═══ EXERCISE INPUTS ═══

PR #590, opened 2016-08-04
tiny commit to check pulling

brain5lug:
Would you kindly accept my tiny pulling request? I want to check if you can pull my changes.


majestrate:
good catch, let's let the CI finish

PR #615, opened 2016-08-19
Find miniupnpc library as well as header

AMDmi3:


AMDmi3:
Just noticed that this has broken appveyor build. It should probably be provided with path to third party library directory.

orignal:
appveyor is always broken

AMDmi3:
It now complains to UPNP_LIBRARY, so this change had broken it further :)

PR #660, opened 2016-10-06
Unused parameter warnings removal

brain5lug:


orignal:
Leave it as is for now.
They will be used later

PR #662, opened 2016-10-10
Merge recent udp tunnel changes

majestrate:
fixes memory leak


majestrate:
okay now should be ready for merge

PR #666, opened 2016-10-11
Add addressbook.subscriptions option

l-n-s:
Add addressbook.subscriptions option + delete default subscription constant + improved docs


l-n-s:
Fail

PR #676, opened 2016-10-20
added spec and service files

BOPOHA:
There are all you need to build RPMs in COPR repo.
For example https://copr.fedorainfracloud.org/coprs/vorona/i2pd/

### DIFF
--- a/i2pd.service
+++ b/i2pd.service
@@ -1,0 +1,16 @@
+[Unit]
+Description=I2P router
+After=network.target
+
+[Service]
+User=i2pd
+Group=i2pd
+Type=simple
+ExecStart=/usr/bin/i2pd --service
+PIDFile=/var/lib/i2pd/i2pd.pid
+Restart=always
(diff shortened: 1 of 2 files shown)


l-n-s:
So, it is like PPA in Ubuntu, but for Fedora? Are those files required to be in our root directory, or may be we can find some better directory for it?

BOPOHA:
> So, it is like PPA in Ubuntu, but for Fedora?

Yes, it works for all redhat-based systems.
( as another way, you can build Ubuntu, Debian, Centos, etc-etc-etc, in one place, here https://build.opensuse.org/)

> or may be we can find some better directory for it?

well, If it is really necessary, i think we can. Just move it and l'll fix paths.

l-n-s:
Cool. I guess `contrib/rpm` directory is the best place for such files.

orignal:
@l-n-s yes, please move it there

l-n-s:
done

PR #681, opened 2016-10-20
remove to call C functions and use C++ std::fstream

sizeofvoid:
- Point std{in,out,err} descriptors to /dev/null (C++ wey)


orignal:
I'm not sure we can redefine descriptors 0,1,2 this way.

orignal:
It doesn't do what it's supposed to. We must make sure that these file descriptors are redirected properly rather than streams to make sure they are not taken for sockets, etc.

sizeofvoid:
i2pd-2.10.0/DaemonLinux.cpp:79:24: error: expression is not assignable
                stdin  = freopen("/dev/null", "r", stdin);
                ~~~~~  ^
i2pd-2.10.0/DaemonLinux.cpp:80:12: error: expression is not assignable
                                stdout = freopen("/dev/null", "w", stdout);
                                ~~~~~~ ^
i2pd-2.10.0/DaemonLinux.cpp:81:12: error: expression is not assignable
                                stderr = freopen("/dev/null", "w", stderr);

clang -v
clang version 3.9.0 (tags/RELEASE_390/final)
Target: amd64-unknown-openbsd6.0
Thread model: posix

orignal:
Target: amd64-unknown-**openbsd**6.0
Add #if  !defined(OPENSBD) or something like this

sizeofvoid:
Is this ´#define´ to support OpenBSD as target system acceptable as pull request?

orignal:
Sure it is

═══

I need each line of the entries that holds the string "descriptors" located and copied.

SOLUTION FOR THIS PROBLEM >>
- Point std{in,out,err} descriptors to /dev/null (C++ wey)
I'm not sure we can redefine descriptors 0,1,2 this way.
It doesn't do what it's supposed to. We must make sure that these file descriptors are redirected properly rather than streams to make sure they are not taken for sockets, etc.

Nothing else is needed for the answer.